- **Problem**
Find the line holding "PR #521, opened 2017-04-26" in the entries below. Give it again exactly, along with every line after it up to and including the line holding "-67,6 +67,18 @@".

[Dataset items]

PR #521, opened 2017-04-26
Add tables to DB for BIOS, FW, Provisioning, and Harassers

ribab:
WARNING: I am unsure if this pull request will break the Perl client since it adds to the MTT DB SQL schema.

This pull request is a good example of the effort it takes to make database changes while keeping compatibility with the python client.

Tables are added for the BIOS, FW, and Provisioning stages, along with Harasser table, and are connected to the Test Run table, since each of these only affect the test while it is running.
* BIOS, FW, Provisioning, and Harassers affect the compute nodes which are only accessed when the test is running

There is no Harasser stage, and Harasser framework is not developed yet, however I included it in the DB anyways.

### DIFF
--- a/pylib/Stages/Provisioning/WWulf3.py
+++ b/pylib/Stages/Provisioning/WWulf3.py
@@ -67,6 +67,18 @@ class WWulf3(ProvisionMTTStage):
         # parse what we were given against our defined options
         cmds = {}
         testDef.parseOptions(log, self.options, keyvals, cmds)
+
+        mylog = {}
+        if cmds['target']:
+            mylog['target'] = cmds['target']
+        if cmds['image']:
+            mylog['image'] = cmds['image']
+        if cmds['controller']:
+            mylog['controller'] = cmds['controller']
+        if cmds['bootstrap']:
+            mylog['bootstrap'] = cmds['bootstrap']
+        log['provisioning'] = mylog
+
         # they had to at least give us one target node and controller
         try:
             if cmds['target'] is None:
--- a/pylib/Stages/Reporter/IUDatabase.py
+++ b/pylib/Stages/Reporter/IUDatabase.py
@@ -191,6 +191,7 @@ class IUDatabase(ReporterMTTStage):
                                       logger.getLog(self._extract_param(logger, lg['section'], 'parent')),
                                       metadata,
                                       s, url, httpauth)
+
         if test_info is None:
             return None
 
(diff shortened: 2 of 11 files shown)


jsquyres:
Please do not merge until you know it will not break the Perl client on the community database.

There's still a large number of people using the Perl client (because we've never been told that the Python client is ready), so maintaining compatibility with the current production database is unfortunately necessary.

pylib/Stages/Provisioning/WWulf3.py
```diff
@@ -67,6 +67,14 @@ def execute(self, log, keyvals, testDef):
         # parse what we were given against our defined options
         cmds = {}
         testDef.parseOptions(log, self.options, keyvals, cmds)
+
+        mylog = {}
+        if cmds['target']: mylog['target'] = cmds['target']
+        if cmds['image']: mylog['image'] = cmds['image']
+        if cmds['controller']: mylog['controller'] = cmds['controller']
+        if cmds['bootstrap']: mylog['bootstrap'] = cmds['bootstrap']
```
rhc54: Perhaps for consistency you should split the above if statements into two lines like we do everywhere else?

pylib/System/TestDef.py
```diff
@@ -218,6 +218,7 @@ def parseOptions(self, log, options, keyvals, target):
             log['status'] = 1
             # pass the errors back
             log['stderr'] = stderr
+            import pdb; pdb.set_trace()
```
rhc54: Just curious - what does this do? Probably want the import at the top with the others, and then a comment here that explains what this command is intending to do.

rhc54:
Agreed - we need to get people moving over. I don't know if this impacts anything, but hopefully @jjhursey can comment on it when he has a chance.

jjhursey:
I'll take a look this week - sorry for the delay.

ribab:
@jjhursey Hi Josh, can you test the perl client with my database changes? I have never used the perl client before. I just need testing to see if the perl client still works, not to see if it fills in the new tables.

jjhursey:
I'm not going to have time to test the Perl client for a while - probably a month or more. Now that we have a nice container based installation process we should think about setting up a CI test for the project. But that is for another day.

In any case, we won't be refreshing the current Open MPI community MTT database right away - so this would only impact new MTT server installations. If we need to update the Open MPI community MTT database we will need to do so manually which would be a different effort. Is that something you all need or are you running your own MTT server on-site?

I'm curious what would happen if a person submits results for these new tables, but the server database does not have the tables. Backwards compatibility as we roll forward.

--

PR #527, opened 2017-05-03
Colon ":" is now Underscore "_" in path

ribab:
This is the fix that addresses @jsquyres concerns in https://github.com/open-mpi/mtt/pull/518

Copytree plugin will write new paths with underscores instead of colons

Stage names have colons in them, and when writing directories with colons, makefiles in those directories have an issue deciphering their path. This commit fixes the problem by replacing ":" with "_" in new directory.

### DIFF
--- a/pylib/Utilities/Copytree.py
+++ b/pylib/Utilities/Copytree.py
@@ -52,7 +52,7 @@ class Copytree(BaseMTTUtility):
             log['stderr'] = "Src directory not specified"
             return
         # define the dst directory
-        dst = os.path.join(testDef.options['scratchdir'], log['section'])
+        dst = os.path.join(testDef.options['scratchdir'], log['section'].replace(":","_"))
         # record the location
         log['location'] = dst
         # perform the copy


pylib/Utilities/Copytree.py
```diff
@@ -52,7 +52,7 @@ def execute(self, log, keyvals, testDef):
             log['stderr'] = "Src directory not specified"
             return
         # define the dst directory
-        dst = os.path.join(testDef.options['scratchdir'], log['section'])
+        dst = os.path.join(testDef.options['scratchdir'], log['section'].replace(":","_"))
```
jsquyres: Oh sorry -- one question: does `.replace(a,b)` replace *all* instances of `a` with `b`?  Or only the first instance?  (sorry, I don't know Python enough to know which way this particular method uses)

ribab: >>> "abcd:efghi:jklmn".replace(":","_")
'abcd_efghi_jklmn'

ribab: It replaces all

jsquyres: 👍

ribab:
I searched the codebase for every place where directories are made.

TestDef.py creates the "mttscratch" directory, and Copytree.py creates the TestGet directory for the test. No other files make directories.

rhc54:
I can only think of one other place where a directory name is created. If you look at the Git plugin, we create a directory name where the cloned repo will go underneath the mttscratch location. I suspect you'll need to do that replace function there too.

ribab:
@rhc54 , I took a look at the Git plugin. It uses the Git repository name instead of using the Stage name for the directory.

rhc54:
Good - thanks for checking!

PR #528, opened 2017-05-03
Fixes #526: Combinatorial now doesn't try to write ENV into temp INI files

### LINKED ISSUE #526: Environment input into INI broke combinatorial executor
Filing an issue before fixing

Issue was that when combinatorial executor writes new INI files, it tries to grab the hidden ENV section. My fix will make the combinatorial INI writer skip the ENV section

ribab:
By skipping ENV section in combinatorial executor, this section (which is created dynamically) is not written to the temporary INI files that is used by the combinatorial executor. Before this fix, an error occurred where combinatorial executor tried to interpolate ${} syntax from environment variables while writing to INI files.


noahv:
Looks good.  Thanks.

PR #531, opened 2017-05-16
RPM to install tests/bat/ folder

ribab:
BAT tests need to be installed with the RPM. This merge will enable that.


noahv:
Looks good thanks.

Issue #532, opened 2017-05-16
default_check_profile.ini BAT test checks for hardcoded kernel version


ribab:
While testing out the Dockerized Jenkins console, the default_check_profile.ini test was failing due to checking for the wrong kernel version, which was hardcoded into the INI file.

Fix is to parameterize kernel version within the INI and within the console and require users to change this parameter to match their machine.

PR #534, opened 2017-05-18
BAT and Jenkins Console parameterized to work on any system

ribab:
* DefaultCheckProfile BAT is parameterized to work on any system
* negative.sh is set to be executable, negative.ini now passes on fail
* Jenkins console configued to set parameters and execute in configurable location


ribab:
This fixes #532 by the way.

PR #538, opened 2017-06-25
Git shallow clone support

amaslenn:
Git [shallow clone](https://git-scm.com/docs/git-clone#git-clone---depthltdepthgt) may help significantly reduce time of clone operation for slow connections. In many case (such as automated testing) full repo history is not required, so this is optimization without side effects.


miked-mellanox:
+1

==

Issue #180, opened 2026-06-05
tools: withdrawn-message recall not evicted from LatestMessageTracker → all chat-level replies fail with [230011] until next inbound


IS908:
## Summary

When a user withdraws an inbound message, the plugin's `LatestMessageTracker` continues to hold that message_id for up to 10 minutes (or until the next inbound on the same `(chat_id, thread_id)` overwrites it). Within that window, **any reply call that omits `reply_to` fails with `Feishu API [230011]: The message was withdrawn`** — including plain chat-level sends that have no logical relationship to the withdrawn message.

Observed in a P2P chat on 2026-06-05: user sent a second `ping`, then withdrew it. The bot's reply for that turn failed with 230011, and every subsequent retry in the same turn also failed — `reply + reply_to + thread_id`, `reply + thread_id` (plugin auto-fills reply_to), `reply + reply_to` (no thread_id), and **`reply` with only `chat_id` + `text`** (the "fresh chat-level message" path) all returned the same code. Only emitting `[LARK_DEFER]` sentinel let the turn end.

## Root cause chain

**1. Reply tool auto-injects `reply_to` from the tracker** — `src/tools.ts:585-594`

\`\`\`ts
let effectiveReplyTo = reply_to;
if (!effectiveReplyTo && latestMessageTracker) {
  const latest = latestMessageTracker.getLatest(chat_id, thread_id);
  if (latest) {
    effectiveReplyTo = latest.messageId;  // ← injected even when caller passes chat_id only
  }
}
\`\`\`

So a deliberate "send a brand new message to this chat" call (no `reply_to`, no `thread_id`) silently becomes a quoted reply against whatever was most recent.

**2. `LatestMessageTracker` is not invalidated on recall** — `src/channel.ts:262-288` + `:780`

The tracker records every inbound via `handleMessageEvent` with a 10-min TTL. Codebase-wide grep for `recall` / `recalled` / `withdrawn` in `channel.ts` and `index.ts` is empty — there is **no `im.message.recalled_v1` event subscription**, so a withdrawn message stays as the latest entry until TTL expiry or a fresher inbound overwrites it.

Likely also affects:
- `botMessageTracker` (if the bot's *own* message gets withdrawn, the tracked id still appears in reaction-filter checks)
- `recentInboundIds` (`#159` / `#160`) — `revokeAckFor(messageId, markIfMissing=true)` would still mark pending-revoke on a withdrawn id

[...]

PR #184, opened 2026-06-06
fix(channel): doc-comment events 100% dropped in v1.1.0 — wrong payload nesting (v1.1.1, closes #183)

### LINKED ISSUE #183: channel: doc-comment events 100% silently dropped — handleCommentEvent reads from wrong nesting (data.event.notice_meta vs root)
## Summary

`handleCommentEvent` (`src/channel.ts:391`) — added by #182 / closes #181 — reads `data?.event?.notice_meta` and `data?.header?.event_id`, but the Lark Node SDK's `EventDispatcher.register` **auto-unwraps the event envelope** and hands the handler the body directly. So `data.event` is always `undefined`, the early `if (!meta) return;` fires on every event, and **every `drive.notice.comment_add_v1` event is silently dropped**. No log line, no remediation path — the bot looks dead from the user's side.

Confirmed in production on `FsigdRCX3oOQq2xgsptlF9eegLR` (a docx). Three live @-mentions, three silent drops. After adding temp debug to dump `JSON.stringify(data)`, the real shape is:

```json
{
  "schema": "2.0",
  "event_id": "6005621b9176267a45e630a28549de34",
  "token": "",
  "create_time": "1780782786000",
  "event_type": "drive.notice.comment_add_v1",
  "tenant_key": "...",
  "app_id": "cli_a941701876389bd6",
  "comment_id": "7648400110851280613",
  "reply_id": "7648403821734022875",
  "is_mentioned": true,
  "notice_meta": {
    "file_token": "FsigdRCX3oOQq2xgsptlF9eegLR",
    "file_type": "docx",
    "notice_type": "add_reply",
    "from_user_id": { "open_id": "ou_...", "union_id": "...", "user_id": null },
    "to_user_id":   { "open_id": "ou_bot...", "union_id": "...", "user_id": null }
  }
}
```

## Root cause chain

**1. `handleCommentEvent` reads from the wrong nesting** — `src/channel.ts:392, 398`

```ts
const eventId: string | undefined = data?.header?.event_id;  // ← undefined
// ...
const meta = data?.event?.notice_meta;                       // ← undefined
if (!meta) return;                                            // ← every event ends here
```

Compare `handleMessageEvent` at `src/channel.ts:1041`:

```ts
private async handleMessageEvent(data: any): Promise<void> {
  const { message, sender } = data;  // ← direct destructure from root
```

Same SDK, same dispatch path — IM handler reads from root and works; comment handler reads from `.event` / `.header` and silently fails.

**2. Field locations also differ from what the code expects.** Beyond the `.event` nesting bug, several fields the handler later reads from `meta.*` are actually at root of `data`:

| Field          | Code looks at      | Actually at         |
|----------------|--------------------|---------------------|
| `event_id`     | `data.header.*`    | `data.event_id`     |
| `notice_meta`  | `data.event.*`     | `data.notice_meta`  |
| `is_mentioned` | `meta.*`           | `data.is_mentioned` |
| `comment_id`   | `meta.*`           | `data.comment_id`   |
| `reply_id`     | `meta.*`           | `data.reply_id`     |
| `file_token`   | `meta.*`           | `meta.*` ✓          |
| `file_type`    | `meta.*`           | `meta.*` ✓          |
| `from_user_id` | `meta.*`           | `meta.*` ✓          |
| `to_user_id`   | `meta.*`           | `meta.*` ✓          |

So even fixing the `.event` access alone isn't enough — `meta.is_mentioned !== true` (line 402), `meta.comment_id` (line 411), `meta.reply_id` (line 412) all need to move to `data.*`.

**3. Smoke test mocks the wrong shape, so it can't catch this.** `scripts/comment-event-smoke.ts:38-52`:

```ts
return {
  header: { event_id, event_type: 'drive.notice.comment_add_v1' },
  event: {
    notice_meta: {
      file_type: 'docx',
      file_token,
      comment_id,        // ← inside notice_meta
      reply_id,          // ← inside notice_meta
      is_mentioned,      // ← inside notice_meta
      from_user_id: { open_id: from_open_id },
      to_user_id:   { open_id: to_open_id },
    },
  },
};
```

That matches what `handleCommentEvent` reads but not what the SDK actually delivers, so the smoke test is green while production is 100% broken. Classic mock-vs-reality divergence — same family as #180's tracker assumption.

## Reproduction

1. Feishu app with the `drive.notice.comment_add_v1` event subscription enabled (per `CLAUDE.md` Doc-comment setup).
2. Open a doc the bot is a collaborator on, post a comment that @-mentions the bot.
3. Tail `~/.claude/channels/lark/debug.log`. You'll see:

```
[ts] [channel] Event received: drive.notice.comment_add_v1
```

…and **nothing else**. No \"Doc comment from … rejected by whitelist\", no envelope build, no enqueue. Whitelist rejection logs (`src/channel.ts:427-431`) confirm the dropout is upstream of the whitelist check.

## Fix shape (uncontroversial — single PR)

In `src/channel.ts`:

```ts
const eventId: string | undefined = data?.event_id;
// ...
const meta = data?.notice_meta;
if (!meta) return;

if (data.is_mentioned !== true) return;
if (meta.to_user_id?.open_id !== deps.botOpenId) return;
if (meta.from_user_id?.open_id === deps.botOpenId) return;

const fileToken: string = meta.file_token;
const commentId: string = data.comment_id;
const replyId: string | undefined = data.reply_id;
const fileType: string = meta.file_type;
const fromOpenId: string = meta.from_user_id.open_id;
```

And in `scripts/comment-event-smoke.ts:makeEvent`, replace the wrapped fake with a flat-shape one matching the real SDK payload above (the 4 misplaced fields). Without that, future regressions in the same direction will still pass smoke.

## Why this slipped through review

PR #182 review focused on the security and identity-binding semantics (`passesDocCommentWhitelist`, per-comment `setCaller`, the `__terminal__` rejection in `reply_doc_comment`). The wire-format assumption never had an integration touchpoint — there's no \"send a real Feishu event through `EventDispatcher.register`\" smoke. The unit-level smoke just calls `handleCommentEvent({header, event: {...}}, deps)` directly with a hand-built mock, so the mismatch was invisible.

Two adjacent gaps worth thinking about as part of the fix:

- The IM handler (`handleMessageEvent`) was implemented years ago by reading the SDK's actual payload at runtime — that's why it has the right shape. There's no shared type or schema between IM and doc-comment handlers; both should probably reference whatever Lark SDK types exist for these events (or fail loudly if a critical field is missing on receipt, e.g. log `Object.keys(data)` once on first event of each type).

- **Answer to the problem**
PR #521, opened 2017-04-26
Add tables to DB for BIOS, FW, Provisioning, and Harassers

ribab:
WARNING: I am unsure if this pull request will break the Perl client since it adds to the MTT DB SQL schema.

This pull request is a good example of the effort it takes to make database changes while keeping compatibility with the python client.

Tables are added for the BIOS, FW, and Provisioning stages, along with Harasser table, and are connected to the Test Run table, since each of these only affect the test while it is running.
* BIOS, FW, Provisioning, and Harassers affect the compute nodes which are only accessed when the test is running

There is no Harasser stage, and Harasser framework is not developed yet, however I included it in the DB anyways.

### DIFF
--- a/pylib/Stages/Provisioning/WWulf3.py
+++ b/pylib/Stages/Provisioning/WWulf3.py
@@ -67,6 +67,18 @@ class WWulf3(ProvisionMTTStage):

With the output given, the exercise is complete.